At this stage in the ongoing litigation, Aereo is still free to offer the cloud-based DVR component of its services, so long as it prevents its customers from viewing any part of a recorded show until its broadcast ends. This may change when the broadcasters’ lawsuit is fully resolved by the courts, but the ongoing uncertainty was apparently too much for Aereo’s investors, who backed away from extending the struggling company a financial lifeline after last month’s adverse court decision.

Aereo’s saga before the courts and federal regulators is dispiriting to innovators with bold ideas to disrupt incumbent industries, but three things stand out as particularly galling:

Form vs. Function

Despite scoring two victories in the lower federal courts, Aereo lost in the Supreme Court because the justices in the majority focused on its function rather than its form. Engineers and designers can argue about whether a product’s design should put form or function first, but form is what ought to matter to lawyers and judges in deciding if a new product violates laws enacted to regulate an old technology.
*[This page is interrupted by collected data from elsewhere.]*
PR #4008, opened 2021-06-14
MediaPackage Additional Error Handling

arcovoltaico:
Some describe, delete and update methods were not catching KeyError. This PR addresses those cases by throwing a ClientError.


arcovoltaico:
Sorry. The unit tests are running fine locally on my machine. I don't know why it's throwing a different error here. @bblommers  what I am missing? Cheers

bblommers:
Hi @arcovoltaico, the `@mock_mediapackage`-decorator is missing from the tests. It probably works on your local machine because it runs against AWS itself (and succeeds.)

Note: With the decorator, some of the tests still fail because of a typo in the message. If these tests do succeed against AWS (as is), then the expected error message is correct - just the message that is thrown in Moto should be fixed

PR #4011, opened 2021-06-16
Media package client error additional handling

arcovoltaico:
Some describe, delete and update methods were not catching KeyError. This PR addresses those cases by throwing a ClientError.


bblommers (approved):
LGTM - thanks @arcovoltaico!

PR #4015, opened 2021-06-17
Disallow termination of protected EMR job flows

bpandola:
Error message verified against real AWS backend.


bblommers (approved):
Nice one - thanks @bpandola!

PR #4017, opened 2021-06-17
Added "isTruncated" attribute for listUsersResponse

pinzon:
This PR adds the isTruncated attribute to the xml for the ListsUserResponse.

According to the documentation mentioned in the issue localstack/localstack#4150, the Java AWS SDK v2 is expecting the attribute when parsing the response.

### DIFF
--- a/moto/iam/responses.py
+++ b/moto/iam/responses.py
@@ -492,10 +492,9 @@ class IamResponse(BaseResponse):
         path_prefix = self._get_param("PathPrefix")
         marker = self._get_param("Marker")
         max_items = self._get_param("MaxItems")
-        is_truncated = self._get_bool_param("IsTruncated", False)
         users = iam_backend.list_users(path_prefix, marker, max_items)
         template = self.response_template(LIST_USERS_TEMPLATE)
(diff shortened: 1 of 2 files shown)


moto/iam/responses.py
```diff
@@ -492,9 +492,10 @@ def list_users(self):
         path_prefix = self._get_param("PathPrefix")
         marker = self._get_param("Marker")
         max_items = self._get_param("MaxItems")
+        is_truncated = self._get_bool_param("IsTruncated", False)
```
bblommers, line 495: This is not a user supplied argument, but depends on whether we should paginate this call. Considering pagination is not yet implemented for this particular method, this attribute can always be False (for now at least)

bblommers (approved):
Hi @pinzon, thanks for the PR! Would you mind adding a test case to verify the attribute is returned correctly?

belosh59:
nice. Thank you guys

pinzon:
@bblommers thank you for the review, I made the change and added to the **list_users test** the assertion of the attribute.

bblommers (approved):
LGTM! Thanks again @pinzon

PR #4019, opened 2021-06-18
Support EMR clusters with multiple master nodes

bpandola:
Reference: https://docs.aws.amazon.com/emr/latest/ManagementGuide/emr-plan-ha-launch.html


bblommers (approved):
LGTM- thanks @bpandola

PR #6180, opened 2023-04-06
EC2: Fix egress rules used in ingress revoke method

jiggak:
This fixes the `revoke_security_group_ingress` effectively removing all ingress rules when attempting to remove one rule while leaving the rest of the rules in the group.


bblommers (approved):
LGTM - thanks for the fix @jiggak, and welcome to Moto!

PR #6181, opened 2023-04-06
Allow docker compose to set port 

deepakmeena635:
Hi there, 

Currently, I'm deploying a moto container with other aws and localstack containers as others don't support athena.
It's being done with a docker-compose file which makes it easily manageable. But the problem is on some of my teams machines port 5000 is blocked by os and the process respawns when killed.

It'd be awesome if we can allow the port to be configured in the dockerfile. if there are other solutions that allow it to be done via docker compose I'll be more than happy to implement them.


bblommers:
Hi @deepakmeena635, the server-script already has a `MOTO_PORT` environment variable that you can use:

https://github.com/getmoto/moto/blob/bbb07b4e7ede832d69b8fe0089e0707c915710fc/moto/server.py#L41

Does that fix your problem?

deepakmeena635:
thanks @bblommers, it solves my problem is there any documentation that i can update for anyone else wondering about this

mikegrima:
Is this ready to merge?

deepakmeena635:
Thanks @bblommers and @mikegrima done from my side

Dockerfile
bblommers, line 1: The changes in this file are not necessary, right?

bblommers (changes requested):

Dockerfile
deepakmeena635: yes one second

deepakmeena635: done, thanks for pointing it out

deepakmeena635:
wait

Dockerfile
deepakmeena635: done now

bblommers (approved):
Awesome, thanks for adding this @deepakmeena635!

PR #6184, opened 2023-04-07
issue 1438 sqs fifo dedupe

rafcio19:
Dedupe according to logic in https://docs.aws.amazon.com/AWSSimpleQueueService/latest/APIReference/API_SendMessage.html
and
https://docs.aws.amazon.com/AWSSimpleQueueService/latest/SQSDeveloperGuide/using-messagededuplicationid-property.html

### DIFF
--- a/moto/sqs/models.py
+++ b/moto/sqs/models.py
@@ -525,17 +525,19 @@ class Queue(CloudFormationModel):
         ]
 
     def add_message(self, message):
-        if (
-            self.fifo_queue
-            and self.attributes.get("ContentBasedDeduplication") == "true"
-        ):
-            for m in self._messages:
-                if m.deduplication_id == message.deduplication_id:
-                    diff = message.sent_timestamp - m.sent_timestamp
-                    # if a duplicate message is received within the deduplication time then it should
-                    # not be added to the queue
-                    if diff / 1000 < DEDUPLICATION_TIME_IN_SECONDS:
-                        return
+        if self.fifo_queue:
+
+            # the cases in which we dedupe fifo messages
+            # from https://docs.aws.amazon.com/AWSSimpleQueueService/latest/SQSDeveloperGuide/using-messagededuplicationid-property.html
+            if self.attributes.get("ContentBasedDeduplication") == "true" or \
+                    message.deduplication_id:
+                for m in self._messages:
+                    if m.deduplication_id == message.deduplication_id and m.body_md5 == message.body_md5 :
+                        diff = message.sent_timestamp - m.sent_timestamp
+                        # if a duplicate message is received within the deduplication time then it should
+                        # not be added to the queue
+                        if diff / 1000 < DEDUPLICATION_TIME_IN_SECONDS:
+                            return
 
         with self._messages_lock:
             self._messages.append(message)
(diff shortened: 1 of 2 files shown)


mikegrima:
@rafcio19 Ready to merge?

tests/test_sqs/test_sqs.py
```diff
@@ -2742,7 +2747,8 @@ def test_receive_messages_with_message_group_id_on_visibility_timeout():
     with freeze_time("2015-01-01 12:00:00"):
         sqs = boto3.resource("sqs", region_name="us-east-1")
         queue = sqs.create_queue(
-            QueueName="test-queue.fifo", Attributes={"FifoQueue": "true"}
+            QueueName="test-queue.fifo",
+            Attributes={"FifoQueue": "true", "ContentBasedDeduplication": "true"},
```
mikegrima, line 2751: Are there any tests where this is set to `false`?

rafcio19: The [default ](https://github.com/getmoto/moto/blob/0520326626ab796e0dd7953a0bf6ac85f96a6d8b/moto/sqs/models.py#L273) for `ContentBasedDeduplication` is `false`, so all the cases where `ContentBasedDeduplication` is not explicitly set `true` for a fifo queue AND a message is sent test for that scenario.

Apart from the tests I added, here is a few:

1. https://github.com/getmoto/moto/blob/0520326626ab796e0dd7953a0bf6ac85f96a6d8b/tests/test_sqs/test_sqs.py#L572
2. https://github.com/getmoto/moto/blob/0520326626ab796e0dd7953a0bf6ac85f96a6d8b/tests/test_sqs/test_sqs.py#L1315
3. https://github.com/getmoto/moto/blob/0520326626ab796e0dd7953a0bf6ac85f96a6d8b/tests/test_sqs/test_sqs.py#L1673
4. https://github.com/getmoto/moto/blob/0520326626ab796e0dd7953a0bf6ac85f96a6d8b/tests/test_sqs/test_sqs.py#L2086
 

I think mine is a breaking change: it will break existing tests where `ContentBasedDeduplication` is not explicitly set to `true` OR  `MessageDeduplicationId` is not passed. However, it reflects more accurately what happens in AWS. 

Ready to merge I reckon 🤘

moto/sqs/models.py
```diff
@@ -758,6 +763,24 @@ def send_message(
 
         queue = self.get_queue(queue_name)
 
+        if (
```
bblommers, line 766: Just a nitpick - I think these two checks should be behind an `is fifo` check.
The current approach works, because `ContentBasedDeduplication` is only set for `fifo`-queues. In other words: `queue.attributes.get("ContentBasedDeduplication")` always returns None for a non-fifo queue. 

But it's more readable IMO if we make it explicit that these checks are only applicable for FIFO queues.

bblommers (changes requested):

moto/sqs/models.py
rafcio19: Makes sense

rafcio19: Updated the PR

bblommers (approved):
Awesome - thank you so much for fixing this @rafcio19!

PR #6188, opened 2023-04-07
Added support for AWS Config Retention Configuration

mikegrima:
- Added AWS Config Retention Configuration support
- Also added S3 KMS Key ARN support for the Delivery Channel

### DIFF
--- a/docs/docs/services/config.rst
+++ b/docs/docs/services/config.rst
@@ -62,7 +62,7 @@ config
 - [ ] delete_remediation_configuration
 - [ ] delete_remediation_exceptions
 - [ ] delete_resource_config
-- [ ] delete_retention_configuration
+- [X] delete_retention_configuration
 - [ ] delete_stored_query
 - [ ] deliver_config_snapshot
 - [ ] describe_aggregate_compliance_by_config_rules
@@ -91,7 +91,7 @@ config
 - [ ] describe_remediation_configurations
 - [ ] describe_remediation_exceptions
 - [ ] describe_remediation_execution_status
-- [ ] describe_retention_configurations
+- [X] describe_retention_configurations
 - [ ] get_aggregate_compliance_details_by_config_rule
 - [ ] get_aggregate_config_rule_compliance_summary
 - [ ] get_aggregate_conformance_pack_compliance_summary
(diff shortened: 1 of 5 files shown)


mikegrima:
I didn't test the deletion logic with real AWS yet, but based on the docs it should work. I'm going to do a formal test on Monday. The other APIs work correctly.

bblommers (approved):
LGTM!

mikegrima:
Hmm it looks like the test server tests don't like my parameter validation disablement. I'll fix that on Monday.

mikegrima:
BTW, I wanted to document this as I was having some strange test failures related to datetimes being hours off when I was debugging the server tests failing.

Instead of just following the simple instructions here: http://docs.getmoto.org/en/latest/docs/contributing/development_tips/tests.html?highlight=server#servermode-tests which I found after doing all this work :upside_down_face:, I instead tried digging in the makefile and seeing how the build environment sets up the container. I saw this command being run:

```
docker run --rm -t --name motoserver -e TEST_SERVER_MODE=true -e AWS_SECRET_ACCESS_KEY=server_secret -e AWS_ACCESS_KEY_ID=server_key -v `pwd`:/moto -p 5000:5000 -v /var/run/docker.sock:/var/run/docker.sock python:3.7-buster /moto/scripts/ci_moto_server.sh
```

Running that in a terminal will get the server ready for tests to run. Another way to do it is to run `docker build .`, grabbing the image ID, and then running: 

```
docker run --rm -t --name motoserver -e TEST_SERVER_MODE=true -e AWS_SECRET_ACCESS_KEY=server_secret -e AWS_ACCESS_KEY_ID=server_key -p 5000:5000 sha256:IMAGE-ID-HERE
```

Doing this though was causing strange datetime tests to fail, and it was because the timezones weren't set up properly. I needed to add a `TZ=` variable to the container (in my case for US Eastern Time):

```
docker run --rm -t --name motoserver -e TEST_SERVER_MODE=true -e AWS_SECRET_ACCESS_KEY=server_secret -e AWS_ACCESS_KEY_ID=server_key -e TZ=America/New_York -p 5000:5000 sha256:IMAGE-ID-HERE
```

After that all my tests were working perfectly. So if anyone sees issues with running moto server in a docker container and the datetimes are off, this is why (you need to set your timezone via the `TZ` environment variable to the container). Of course, if you just run `moto_server` everything just works perfectly.

PR #6195, opened 2023-04-10
fix/describe-target-health: return unavailable target

mtulio:
## Issue:

describe-target-health is not returning the expected structure when the target is new

## Steps to reproduce:

- create the target group (without registering the target)
- send describe-target-health with a target as a parameter

## Current results:

```
botocore.errorfactory.InvalidTargetException: An error occurred (InvalidTarget) when calling the DescribeTargetHealth operation: The specified target does not exist or is not in the same VPC as the target group.
```

## Expected results

```
Valid `FakeHealthStatus`  with reason `Target.NotRegistered`
```

## References

- https://docs.aws.amazon.com/elasticloadbalancing/latest/APIReference/API_TargetHealth.html
-

### DIFF
--- a/moto/elbv2/models.py
+++ b/moto/elbv2/models.py
@@ -152,7 +152,17 @@ class FakeTargetGroup(CloudFormationModel):
     def health_for(self, target: Dict[str, Any], ec2_backend: Any) -> FakeHealthStatus:
         t = self.targets.get(target["id"])
         if t is None:
-            raise InvalidTargetError()
+            port = self.port
+            if 'port' in target:
+                port = target["port"]
+            return FakeHealthStatus(
+                target["id"],
+                port,
+                self.healthcheck_port,
+                "unavailable",
+                "Target.NotRegistered",
+                "Target is not registered",
+            )
         if t["id"].startswith("i-"):  # EC2 instance ID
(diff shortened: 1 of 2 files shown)


moto/elbv2/models.py
```diff
@@ -152,7 +152,17 @@ def deregister_terminated_instances(self, instance_ids: List[str]) -> None:
...
         if t is None:
-            raise InvalidTargetError()
+            port = self.port
+            if 'port' in target:
+                port = target["port"]
+            return FakeHealthStatus(
+                target["id"],
+                port,
+                self.healthcheck_port,
+                "unavailable",
```
mtulio, line 162: I am not sure about the status value, I assumed it for the desired `Reason=Target.NotRegistered`

bblommers (changes requested):
Looks like our linter is failing atm.

Would be good to have a test for this as well - I don't think this scenario is covered yet in our tests

mtulio:
> Looks like our linter is failing atm.
> 
> Would be good to have a test for this as well - I don't think this scenario is covered yet in our tests

Hey @bblommers , linter fixed and unit added. LMK WDYT. Thanks

bblommers (approved):
LGTM - thanks again @mtulio!

PR #6205, opened 2023-04-12
BatchSimple: jobs can fail or succeed

rafcio19:
Potential solution for https://github.com/getmoto/moto/issues/5168

### DIFF
--- a/moto/batch_simple/README.md
+++ b/moto/batch_simple/README.md
@@ -1,0 +1,7 @@
+# batch_simple
+
+Batch jobs run under `batch_simple` will succeed by default. To make the jobs fail:
+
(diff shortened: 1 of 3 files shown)


bblommers (changes requested):
Our internal tests just use a random `job_name`, which makes it easy to alter. People calling the Batch-service in production probably have a predetermined naming-strategy that may not be easy to change.

I would suggest using an environment variable instead. It's in-line with other configuration options that are used in Moto, it' easy to configure and easy for us to maintain.

One user asked for the option for Batch to fail after a certain period of time. So maybe something like:
`MOTO_SIMPLE_BATCH_FAIL_AFTER=5` 
to indicate a failure after 5 seconds. Any non-negative integer can be used of course - `0` will probably be the most popular to make it fail immediately.

If the env isn't set, then the status can be `SUCCESS` as usual.

PR #6210, opened 2023-04-13
Store temporary access key in the correct account backend

dfangl:
## Motivation

Currently, when performing sts.AssumeRole, we are storing the AccessKey in the account backend of the requesting account.
This, however, leads to the key not being found e.g. for sts.GetCallerIdentity, and also leads to wrong behavior in this method: https://github.com/getmoto/moto/blob/90d67db6eae20ccde57356b694e013fd5864d14a/moto/iam/models.py#L72 which is necessary for account detection.

## Changes
* Store the access key in the store of the account the role belongs to instead of the one assuming the role. There are points to be made for both, depending on who you think the access key belongs to, but otherwise we would need to adapt the surrounding logic, so I just went forward and assumed the access key always belongs to the account of the role.
* Test the behavior by asserting on the output of sts.GetCallerIdentity

### DIFF
--- a/moto/sts/models.py
+++ b/moto/sts/models.py
@@ -99,7 +99,8 @@ class STSBackend(BaseBackend):
             duration,
             external_id,
         )
-        self.assumed_roles.append(role)
+        account_backend = sts_backends[account_id]["global"]
+        account_backend.assumed_roles.append(role)
         return role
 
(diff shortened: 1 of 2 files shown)


bblommers (approved):
Good catch @dfangl - thanks for the PR!

PR #6220, opened 2023-04-17
retrieve S3_UPLOAD_PART_MIN_SIZE from env variable

agilan2001:
Made the retrieve S3_UPLOAD_PART_MIN_SIZE value configurable by retrieving it from an env variable

### DIFF
--- a/moto/settings.py
+++ b/moto/settings.py
@@ -54,7 +54,7 @@ def get_s3_custom_endpoints():
     return []
 
 
-S3_UPLOAD_PART_MIN_SIZE = os.environ.get("S3_UPLOAD_PART_MIN_SIZE", 5242880)
+S3_UPLOAD_PART_MIN_SIZE = int(os.environ.get("S3_UPLOAD_PART_MIN_SIZE", "5242880"))
 
 
 def get_s3_default_key_buffer_size():
--- a/moto/settings.py
+++ b/moto/settings.py
@@ -54,7 +54,7 @@ def get_s3_custom_endpoints():
     return []
 
 
-S3_UPLOAD_PART_MIN_SIZE = 5242880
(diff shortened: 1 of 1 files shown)


bblommers:
Hi @agilan2001, what's the use-case here? Does this solve a particular problem that you're having?

agilan2001:
> Hi @agilan2001, what's the use-case here? Does this solve a particular problem that you're having?

Hi @bblommers,

As of now, S3_UPLOAD_PART_MIN_SIZE is set to be around 5 MB.
So, writing test cases that check multipart_uploads is not possible without creating test files of size 5 MB.
(Multipart Uploads are rejected if the size of a part [that is not the last one] is less than the S3_UPLOAD_PART_MIN_SIZE)
https://github.com/getmoto/moto/blob/b4346e2eea6d09dfb8723f2a43e13bbe45b34710/moto/s3/models.py#L397 

Making S3_UPLOAD_PART_MIN_SIZE configurable with env variables would allow for writing test cases that checks multipart uploads without actually creating test_files of size 5 MB.

bblommers:
Hi @agilan2001, my question was more: what does the environment variable add? Is it not possible to just override `settings.S3_UPLOAD_PART_MIN_SIZE` instead?

agilan2001:
> Hi @agilan2001, my question was more: what does the environment variable add? Is it not possible to just override `settings.S3_UPLOAD_PART_MIN_SIZE` instead?

Hi @bblommers, 
Making moto's S3_UPLOAD_PART_MIN_SIZE configurable with env variables would allow for setting the configuration with moto-server.
I personally feel this could be highly useful for testing AWS services in Non-Python SDKs through moto-server.

bblommers (approved):
LGTM!

PR #6227, opened 2023-04-18
fix: adjust last modified response dict for s3

satheler:
The AWS `parse_timestamp` only accept these formats:
- iso8601
- rfc822
- epuch (value is an integer)

The format that was returned is `rfc1123` that causes the following error:
```
ValueError: Invalid timestamp "Mon, 05 Apr 2023 14:30:00 EDT": Unknown string format: Mon, 05 Apr 2023 14:30:00 EDT
```

For example, when we have try to `head_object` from s3.

The [`parse_timestamp` botocore implementation](https://github.com/boto/botocore/blob/892c5bc73606ec02a6eff2522da1decff88d1c48/botocore/utils.py#L927).

### DIFF
--- a/moto/s3/models.py
+++ b/moto/s3/models.py
@@ -230,7 +230,7 @@ class FakeKey(BaseModel, ManagedState):
     def response_dict(self):
         res = {
             "ETag": self.etag,
-            "last-modified": self.last_modified_RFC1123,
+            "last-modified": self.last_modified_ISO8601,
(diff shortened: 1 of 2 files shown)


bblommers:
This isn't quite right either @satheler - the format is different depending on the kind of request. See https://github.com/boto/boto/issues/466

I assume that's why the tests fail as well, because TF actually expects a `rfc1123`-date in some cases.

PR #6228, opened 2023-04-18
Adds raw_header to MockRawResponse

akshara08:
## Issue
The primary problem with moto integration with aiobotocore is [this](https://github.com/aio-libs/aiobotocore/blob/72b8dd5d7d4ef2f1a49a0ae0c37b47e5280e2070/aiobotocore/endpoint.py#L23) method. There are 2 main issues with that method
1. It expects `raw` to have `raw_headers` just to convert the headers to lowercase. 
2. Moto passes [MockRawResponse](https://github.com/getmoto/moto/blob/79616e11e64add6b732006952abdef5c5d0914ef/moto/core/botocore_stubber.py#L9) which is not awaitable causing the breaks with lines containing `await`.

## How to reproduce the error
```
# test_response.py

@pytest.fixture
def aws_credentials():


@pytest.fixture
def s3(aws_credentials):
    with mock_s3():
        conn = boto3.resource("s3")
        conn.create_bucket(Bucket='testbucket')
        yield conn


def test_moto(s3):
    for i in range(3):
        s3.Bucket('testbucket').put_object(
            Key=f'glob_{i}.txt', Body=f"test glob file {i}"
        )
    path = 's3://testbucket/glob_*.txt'
    fs = s3fs.S3FileSystem()
    files = fs.glob(path) # Fails 
    assert len(files) == 3
```

## Resolution
It's a two part solution
1. The first part can be a addressed by adding `raw_headers` to MockRawResponse
2. The second part of the problem can be addressed in this repo by only `await`ing for awaitable objects. ([PR](https://github.com/aio-libs/aiobotocore/pull/1007))

I haven't written the tests because [this](https://github.com/aio-libs/aiobotocore/pull/1007) needs to be merged for tests to pass. I was able to test locally and it looks fine

All the moto tests are otherwise passing and I'll add tests once the other PR is merged

### DIFF
--- a/moto/core/botocore_stubber.py
+++ b/moto/core/botocore_stubber.py
@@ -7,7 +7,8 @@ from .responses import TYPE_RESPONSE
 
 
 class MockRawResponse(BytesIO):
-    def __init__(self, response_input: Union[str, bytes]):
+    def __init__(self, response_input: Union[str, bytes], headers: Dict[Any, Any]):
+        self.headers = headers
         if isinstance(response_input, str):
             response_input = response_input.encode("utf-8")
         super().__init__(response_input)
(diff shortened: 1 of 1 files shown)


bblommers:
Hi @akshara08!

I don't want to make changes to Moto _just_ because another open source project needs it for their code to work. That is frankly not our problem.

If you can make an argument that Moto's usage of `AWSResponse` does not follow the AWS spec/behaviour, a change is more likely to be accepted. What kind of class/argument does AWS pass to `AWSResponse`, instead of the `MockRawResponse`? Can we subclass it? Are there any other parameters/methods that Moto should consider?

Issue #6697, opened 2023-08-18
Cognito initiate_auth USER_SRP_AUTH flow should not authorize users which the status is FORCE_CHANGE_PASSWORD


schmittjoaopedro:
As per the bug reported in this issue #4739 the same thing happen when authorizing an user via `USER_SRP_AUTH` flow instead of `USER_PASSWORD_AUTH`.

For me this issue showed up because I use `pycognito` to easy the communication with `cognito`, specifically I'm using the `pycognito` to challenge the user with a new password by calling the following method:

```python
cognito_client.new_password_challenge(request.old_password, request.new_password)
```

And this particular method calls another method `set_new_password_challenge` that happens to execute the following flow:

```python
def set_new_password_challenge(self, new_password, client=None):
        boto_client = self.client or client
        auth_params = self.get_auth_params()
        response = boto_client.initiate_auth(
            AuthFlow="USER_SRP_AUTH",
            AuthParameters=auth_params,
            ClientId=self.client_id,
        )
        if response["ChallengeName"] == self.PASSWORD_VERIFIER_CHALLENGE:
            challenge_response = self.process_challenge(
                response["ChallengeParameters"], auth_params
            )
            tokens = boto_client.respond_to_auth_challenge(
                ClientId=self.client_id,
                ChallengeName=self.PASSWORD_VERIFIER_CHALLENGE,
                ChallengeResponses=challenge_response,
            )

            if tokens["ChallengeName"] == self.NEW_PASSWORD_REQUIRED_CHALLENGE:
                challenge_parameters = response["ChallengeParameters"]
                challenge_response.update(
                    {
                        "USERNAME": challenge_parameters["USERNAME"],
                        "NEW_PASSWORD": new_password,
                    }
                )
                new_password_response = boto_client.respond_to_auth_challenge(
                    ClientId=self.client_id,
                    ChallengeName=self.NEW_PASSWORD_REQUIRED_CHALLENGE,
                    Session=tokens["Session"],
                    ChallengeResponses=challenge_response,
                )
                return new_password_response
            return tokens

        raise NotImplementedError(
            f"The {response['ChallengeName']} challenge is not supported"
        )
```

In this case, when challenging cognito moto with `PASSWORD_VERIFIER` challenge, it is ignoring that the user status is `FORCE_CHANGE_PASSWORD` and is authorizing it in, when in reality it should respond the client with a new challenge to request a new password:

[...]

PR #6698, opened 2023-08-18
CognitoIDP: user status FORCE_CHANGE_PASSWORD in USER_SRP_AUTH should require new password

schmittjoaopedro:
This PR is a proposal to fix the issue raised up at #6697

When the user initiates a USER_SRP_AUTH authentication flow, it's challenged with the password verification, in this scenario, if the user status is FORCE_CHANGE_PASSWORD, cognito should responde with a new challenge to require the new password (NEW_PASSWORD_REQUIRED) instead of authorizing the user.
Once the user provides a new password, the access token is emitted.

### DIFF
--- a/moto/cognitoidp/models.py
+++ b/moto/cognitoidp/models.py
@@ -1525,6 +1525,15 @@ class CognitoIdpBackend(BaseBackend):
                     "ChallengeParameters": {},
                 }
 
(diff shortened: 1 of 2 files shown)


bblommers (approved):
LGTM - thank you for fixing this @schmittjoaopedro!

Like all smart innovators, Aereo designed its service around the state of the law back in 2012 when it seemed clear that streaming broadcasts to users via individual antennas did not render one into a cable company. If, however, old laws are to apply to new ways of doing things, then the scope for path-breaking innovation is greatly narrowed.

Performance Anxiety

The Supreme Court’s emphasis on function over form seems to turn almost entirely on who performs the function and where. Justice Stephen Breyer’s majority opinion points to the fact that Aereo has a warehouse full of antennas, servers, and routers in concluding that the company “publicly performs” broadcasters’ signals even though this elaborate apparatus remains at rest until an Aereo user logs into the site and tunes in to a program. No one disputes that similar equipment housed in a customer’s home (say, in a Slingbox) is perfectly legal, so why should it be illegal to rent as a service what one can buy as a product? The Aereo decision therefore casts a shadow over the future of cloud computing, as there will inevitably be other cases where doing something on a centralized basis will subject an upstart to rules intended for the old guard.

Copyright Confusion

Perhaps worst of all, even though the Supreme Court found Aereo to be like a cable TV service for some copyright purposes, the Copyright Office then ruled that Aereo wasn’t enough like a cable TV service to obtain a retransmission license — reportedly because Congress didn’t intend the relevant provisions of the 1976 Copyright Act to apply to Internet streaming. By this logic, however, the Supreme Court shouldn’t have found Aereo to be like a cable TV service in the first place, because cable TV and Aereo’s streaming service are fundamentally different technologies. This absurd outcome points to the risk that other innovators face of being subject to the same restrictions as their incumbent competitors without enjoying any of their privileges.

All in all, Aereo’s tale of woe signals a giant leap backward in the attractiveness of the United States as a global innovation engine. American entrepreneurs are already saddled by a dysfunctional patent system where “trolls” who haven’t really invented anything harass legitimate businesses with lawsuits that are tantamount to extortion. If existing laws are to apply selectively to new ways of doing things, and Congress is both too gridlocked and sufficiently in the pocket of powerful interests to change the law, the only forms of innovation American consumers will enjoy are those backed by the incumbents. So if you want to enjoy a DVR in the cloud, you’ll have to pay your cable provider $80 or more per month for a bundle of channels you’ll never watch instead of the $8 that Aereo used to charge.

Vivek Krishnamurthy teaches in the Cyberlaw Clinic at Harvard Law School’s Berkman Center for Internet & Society. The opinions in this article are his own.